Author: davidsebfischer

batchglm/models/base_glm/simulator.py

@@ -171,3 +171,16 @@ def constraints_loc(self):
     @property
     def constraints_scale(self):
         return np.identity(n=self.b_var.shape[0])
+
+    def np_clip_param(
+            self,
+            param,
+            name
+    ):
+        # TODO: inherit this from somewhere?
+        bounds_min, bounds_max = self.param_bounds(param.dtype)
+        return np.clip(
+            param,
+            bounds_min[name],
+            bounds_max[name]
+        )

batchglm/models/glm_nb/external.py

@@ -5,4 +5,6 @@
 from batchglm.models.base_glm import closedform_glm_mean, closedform_glm_scale
 
 import batchglm.data as data_utils
-from batchglm.utils.linalg import groupwise_solve_lm
+from batchglm.utils.linalg import groupwise_solve_lm
+
+from batchglm import pkg_constants

batchglm/models/glm_nb/simulator.py

@@ -2,6 +2,7 @@
 
 from .model import Model
 from .external import _SimulatorGLM, InputDataGLM
+from .external import pkg_constants
 
 
 class Simulator(_SimulatorGLM, Model):
@@ -58,3 +59,35 @@ def generate_data(self):
             design_scale_names=None
         )
 
+    def param_bounds(
+            self,
+            dtype
+    ):
+        # TODO: inherit this from somewhere?
+        dtype = np.dtype(dtype)
+        dmin = np.finfo(dtype).min
+        dmax = np.finfo(dtype).max
+        dtype = dtype.type
+
+        sf = dtype(pkg_constants.ACCURACY_MARGIN_RELATIVE_TO_LIMIT)
+        bounds_min = {
+            "a_var": np.log(np.nextafter(0, np.inf, dtype=dtype)) / sf,
+            "b_var": np.log(np.nextafter(0, np.inf, dtype=dtype)) / sf,
+            "eta_loc": np.log(np.nextafter(0, np.inf, dtype=dtype)) / sf,
+            "eta_scale": np.log(np.nextafter(0, np.inf, dtype=dtype)) / sf,
+            "loc": np.nextafter(0, np.inf, dtype=dtype),
+            "scale": np.nextafter(0, np.inf, dtype=dtype),
+            "likelihood": dtype(0),
+            "ll": np.log(np.nextafter(0, np.inf, dtype=dtype)),
+        }
+        bounds_max = {
+            "a_var": np.nextafter(np.log(dmax), -np.inf, dtype=dtype) / sf,
+            "b_var": np.nextafter(np.log(dmax), -np.inf, dtype=dtype) / sf,
+            "eta_loc": np.nextafter(np.log(dmax), -np.inf, dtype=dtype) / sf,
+            "eta_scale": np.nextafter(np.log(dmax), -np.inf, dtype=dtype) / sf,
+            "loc": np.nextafter(dmax, -np.inf, dtype=dtype) / sf,
+            "scale": np.nextafter(dmax, -np.inf, dtype=dtype) / sf,
+            "likelihood": dtype(1),
+            "ll": dtype(0),
+        }
+        return bounds_min, bounds_max

batchglm/train/numpy/base_glm/estimator.py

@@ -3,7 +3,6 @@
 import logging
 import multiprocessing
 import numpy as np
-import pprint
 import scipy
 import scipy.sparse
 import scipy.optimize
@@ -270,16 +269,28 @@ def iwls_step(
             # Have to use a workaround to solve problems in parallel in dask here.
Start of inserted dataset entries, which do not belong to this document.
PR #9, opened 2016-10-20
add cancelling to apollo requests

jamiepinkham:
In the current implementation, both the `fetch` and `perform` operations of `ApolloClient` return a `Void` type. However, it's important, especially in fetching data, to be able to cancel an outbound request/response if, for instance, the user leaves the screen, or any other number of reasons.

### DIFF
--- a/Sources/ApolloClient.swift
+++ b/Sources/ApolloClient.swift
@@ -1,5 +1,9 @@
 import Foundation
 
+public protocol Cancellable {
+    func cancel()
+}
+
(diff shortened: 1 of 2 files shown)


martijnwalraven:
Thanks for the pull request, that looks great! Nice work extracting the `Cancellable` protocol to abstract from `URLSessionTask`.

There seems to be a queue for Mac builds on Travis CI, but I'll merge it as soon as the tests pass.

PR #31, opened 2016-12-09
Make GraphQLError.message publicly accessible

timbotnik:
@martijnwalraven - I assume this would need to be public in order to access the message returned inside the GraphQLError?

### DIFF
--- a/Sources/GraphQL.swift
+++ b/Sources/GraphQL.swift
@@ -29,7 +29,7 @@ public struct GraphQLResult<Data> {
 }
 
 public struct GraphQLError: Error {
-  let message: String
+  public let message: String
 }
 
 extension GraphQLError: GraphQLMappable {


martijnwalraven:
@timbotnik: Good catch!

benrom:
This is an important fix, without that it's not possible to access error messages...

Any idea when a release containing this fix will be available?

martijnwalraven:
@benrom: I was waiting for normalized caching support to stabilize before doing a new release, but I just made a patch 0.4.3 release with this commit in it. Hopefully that solves your issue for now. Thanks for bringing this to my attention!

(The new release will also have some changes to `GraphQLError` to allow access to more fields, see https://github.com/apollostack/apollo-ios/issues/39.)

benrom:
Great, I will test it now. Thanks!!

PR #32, opened 2016-12-09
Make GraphQLResponse initialiser public

JanGorman:


martijnwalraven:
Out of curiosity, what is your use case for constructing your own `GraphQLResponse`? Are you creating a custom `NetworkTransport`? Or implementing some kind of caching layer?

JanGorman:
@martijnwalraven Yes, it's to do with a custom `NetworkTransport`. Need to pass the `operation.variables` in a different format

martijnwalraven:
@JanGorman: Great, let me know how things go and if you think the API could be improved in any other way. It is pretty minimalistic right now, and we still have to figure out how people will be using it.

aschober:
I too was looking to make a custom NetworkTransport to handle including an authorization header with tokens that get refreshed ~30mins. My custom NetworkTransport will get the current token from auth logic on every request.

Glad to see this already merged in.

aschober:
Another thought is to make `GraphQLResponseError` public. On the other hand, maybe a custom NetworkTransport should also have its own custom error.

This workaround does
             # not work if there is only a single problem, ie. if the first dimension of a and b has length 1.
             if a.shape[0] != 1:
-                delta_theta[:, idx_update] = dask.array.map_blocks(
-                    np.linalg.solve, a, b[:, :, None], chunks=b[:, :, None].shape
+                get_cond_number = lambda x: np.expand_dims(np.expand_dims(np.linalg.cond(x, p=None), axis=-1), axis=-1)
+                invertible = np.where(dask.array.map_blocks(
+                    get_cond_number, a, chunks=a.shape
+                ).squeeze().compute() < 1 / sys.float_info.epsilon)[0]
+                delta_theta[:, idx_update[invertible]] = dask.array.map_blocks(
+                    np.linalg.solve, a[invertible], b[invertible, :, None],
+                    chunks=b[invertible, :, None].shape
                 ).squeeze().T.compute()
             else:
-                delta_theta[:, idx_update] = np.expand_dims(
-                    np.linalg.solve(a[0], b[0]).compute(),
-                    axis=-1
-                )
+                if np.linalg.cond(a.compute(), p=None) < 1 / sys.float_info.epsilon:
+                    delta_theta[:, idx_update] = np.expand_dims(
+                        np.linalg.solve(a[0], b[0]).compute(),
+                        axis=-1
+                    )
+                    invertible = np.array([0])
+                else:
+                    invertible = np.array([])
         else:
-            delta_theta[:, idx_update] = np.linalg.solve(a, b).T
+            invertible = np.where(np.linalg.cond(a, p=None) < 1 / sys.float_info.epsilon)[0]
+            delta_theta[:, idx_update[invertible]] = np.linalg.solve(a[invertible], b[invertible]).T
+        if invertible.shape[0] < len(idx_update):
+            print("caught %i linalg singular matrix errors" % (len(idx_update) - invertible.shape[0]))
         # Via np.linalg.lsts:
         #delta_theta[:, idx_update] = np.concatenate([
         #    np.expand_dims(np.linalg.lstsq(a[i, :, :], b[i, :])[0], axis=-1)
@@ -512,7 +523,10 @@ def finalize(self):
         """
         # Read from numpy-IRLS estimator specific model:
         self._hessian = - self.model.fim.compute()
-        self._fisher_inv = np.linalg.inv(- self._hessian)
+        fisher_inv = np.zeros_like(self._hessian)
+        invertible = np.where(np.linalg.cond(self._hessian, p=None) < 1 / sys.float_info.epsilon)[0]
+        fisher_inv[invertible] = np.linalg.inv(- self._hessian[invertible])
+        self._fisher_inv = fisher_inv
         self._jacobian = np.sum(np.abs(self.model.jac.compute() / self.model.x.shape[0]), axis=1)
         self._log_likelihood = self.model.ll_byfeature.compute()
         self._loss = np.sum(self._log_likelihood)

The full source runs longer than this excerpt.